### Your goal
Without skipping anything, transcribe the listing that follows.

### The input
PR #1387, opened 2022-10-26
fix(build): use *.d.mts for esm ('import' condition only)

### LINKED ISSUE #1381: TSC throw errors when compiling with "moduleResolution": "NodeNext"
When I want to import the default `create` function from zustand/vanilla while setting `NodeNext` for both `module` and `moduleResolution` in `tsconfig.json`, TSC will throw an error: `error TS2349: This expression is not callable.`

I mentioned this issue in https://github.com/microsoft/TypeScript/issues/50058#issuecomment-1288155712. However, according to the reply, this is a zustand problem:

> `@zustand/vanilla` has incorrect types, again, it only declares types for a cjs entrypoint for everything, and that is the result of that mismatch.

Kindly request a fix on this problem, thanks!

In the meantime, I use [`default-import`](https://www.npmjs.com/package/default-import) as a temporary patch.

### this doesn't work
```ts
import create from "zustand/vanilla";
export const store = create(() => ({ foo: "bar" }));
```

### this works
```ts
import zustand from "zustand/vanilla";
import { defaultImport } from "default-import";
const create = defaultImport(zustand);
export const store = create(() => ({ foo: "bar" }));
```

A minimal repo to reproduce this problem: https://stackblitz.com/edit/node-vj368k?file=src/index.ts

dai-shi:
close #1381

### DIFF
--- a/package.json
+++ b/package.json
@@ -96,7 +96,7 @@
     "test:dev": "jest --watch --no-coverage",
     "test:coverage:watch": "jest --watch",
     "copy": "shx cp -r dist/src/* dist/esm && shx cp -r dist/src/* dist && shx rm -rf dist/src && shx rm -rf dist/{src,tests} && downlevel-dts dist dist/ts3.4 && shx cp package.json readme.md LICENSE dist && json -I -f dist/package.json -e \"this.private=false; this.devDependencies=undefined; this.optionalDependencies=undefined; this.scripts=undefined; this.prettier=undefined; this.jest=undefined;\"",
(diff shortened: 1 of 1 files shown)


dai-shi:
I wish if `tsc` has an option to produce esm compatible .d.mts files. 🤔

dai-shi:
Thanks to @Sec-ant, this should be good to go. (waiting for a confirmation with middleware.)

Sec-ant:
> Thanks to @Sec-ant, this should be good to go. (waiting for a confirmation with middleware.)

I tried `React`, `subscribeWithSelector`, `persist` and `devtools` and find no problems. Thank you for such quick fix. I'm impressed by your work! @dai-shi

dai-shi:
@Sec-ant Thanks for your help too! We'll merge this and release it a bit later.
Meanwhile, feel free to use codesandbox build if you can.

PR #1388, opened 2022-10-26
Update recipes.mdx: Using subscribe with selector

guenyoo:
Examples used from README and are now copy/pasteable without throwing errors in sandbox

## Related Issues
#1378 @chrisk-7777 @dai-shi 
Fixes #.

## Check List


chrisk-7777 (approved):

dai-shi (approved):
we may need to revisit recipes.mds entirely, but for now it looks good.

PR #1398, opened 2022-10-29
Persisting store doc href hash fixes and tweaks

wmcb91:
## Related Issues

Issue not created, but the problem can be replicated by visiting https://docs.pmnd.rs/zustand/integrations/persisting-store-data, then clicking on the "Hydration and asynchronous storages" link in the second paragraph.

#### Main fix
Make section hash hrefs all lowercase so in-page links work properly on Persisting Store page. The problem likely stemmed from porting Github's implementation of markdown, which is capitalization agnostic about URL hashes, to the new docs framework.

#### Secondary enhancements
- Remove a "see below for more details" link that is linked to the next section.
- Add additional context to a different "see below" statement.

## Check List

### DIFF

### Result
PR #1387, opened 2022-10-26
fix(build): use *.d.mts for esm ('import' condition only)

### LINKED ISSUE #1381: TSC throw errors when compiling with "moduleResolution": "NodeNext"
When I want to import the default `create` function from zustand/vanilla while setting `NodeNext` for both `module` and `moduleResolution` in `tsconfig.json`, TSC will throw an error: `error TS2349: This expression is not callable.`

I mentioned this issue in https://github.com/microsoft/TypeScript/issues/50058#issuecomment-1288155712. However, according to the reply, this is a zustand problem:

> `@zustand/vanilla` has incorrect types, again, it only declares types for a cjs entrypoint for everything, and that is the result of that mismatch.

Kindly request a fix on this problem, thanks!

In the meantime, I use [`default-import`](https://www.npmjs.com/package/default-import) as a temporary patch.

### this doesn't work
```ts
import create from "zustand/vanilla";
export const store = create(() => ({ foo: "bar" }));
```

### this works
```ts
import zustand from "zustand/vanilla";
import { defaultImport } from "default-import";
const create = defaultImport(zustand);
export const store = create(() => ({ foo: "bar" }));
```

A minimal repo to reproduce this problem: https://stackblitz.com/edit/node-vj368k?file=src/index.ts

dai-shi:
close #1381

### DIFF
--- a/package.json
+++ b/package.json
@@ -96,7 +96,7 @@
     "test:dev": "jest --watch --no-coverage",
     "test:coverage:watch": "jest --watch",
     "copy": "shx cp -r dist/src/* dist/esm && shx cp -r dist/src/* dist && shx rm -rf dist/src && shx rm -rf dist/{src,tests} && downlevel-dts dist dist/ts3.4 && shx cp package.json readme.md LICENSE dist && json -I -f dist/package.json -e \"this.private=false; this.devDependencies=undefined; this.optionalDependencies=undefined; this.scripts=undefined; this.prettier=undefined; this.jest=undefined;\"",
(diff shortened: 1 of 1 files shown)


dai-shi:
I wish if `tsc` has an option to produce esm compatible .d.mts files. 🤔

dai-shi:
Thanks to @Sec-ant, this should be good to go. (waiting for a confirmation with middleware.)

Sec-ant:
> Thanks to @Sec-ant, this should be good to go. (waiting for a confirmation with middleware.)

I tried `React`, `subscribeWithSelector`, `persist` and `devtools` and find no problems. Thank you for such quick fix. I'm impressed by your work! @dai-shi

dai-shi:
@Sec-ant Thanks for your help too! We'll merge this and release it a bit later.
Meanwhile, feel free to use codesandbox build if you can.

PR #1388, opened 2022-10-26
Update recipes.mdx: Using subscribe with selector

guenyoo:
Examples used from README and are now copy/pasteable without throwing errors in sandbox

## Related Issues
#1378 @chrisk-7777 @dai-shi 
Fixes #.

## Check List


chrisk-7777 (approved):

dai-shi (approved):
we may need to revisit recipes.mds entirely, but for now it looks good.

PR #1398, opened 2022-10-29
Persisting store doc href hash fixes and tweaks

wmcb91:
## Related Issues

Issue not created, but the problem can be replicated by visiting https://docs.pmnd.rs/zustand/integrations/persisting-store-data, then clicking on the "Hydration and asynchronous storages" link in the second paragraph.

#### Main fix
Make section hash hrefs all lowercase so in-page links work properly on Persisting Store page. The problem likely stemmed from porting Github's implementation of markdown, which is capitalization agnostic about URL hashes, to the new docs framework.

#### Secondary enhancements
- Remove a "see below for more details" link that is linked to the next section.
- Add additional context to a different "see below" statement.

## Check List

### DIFF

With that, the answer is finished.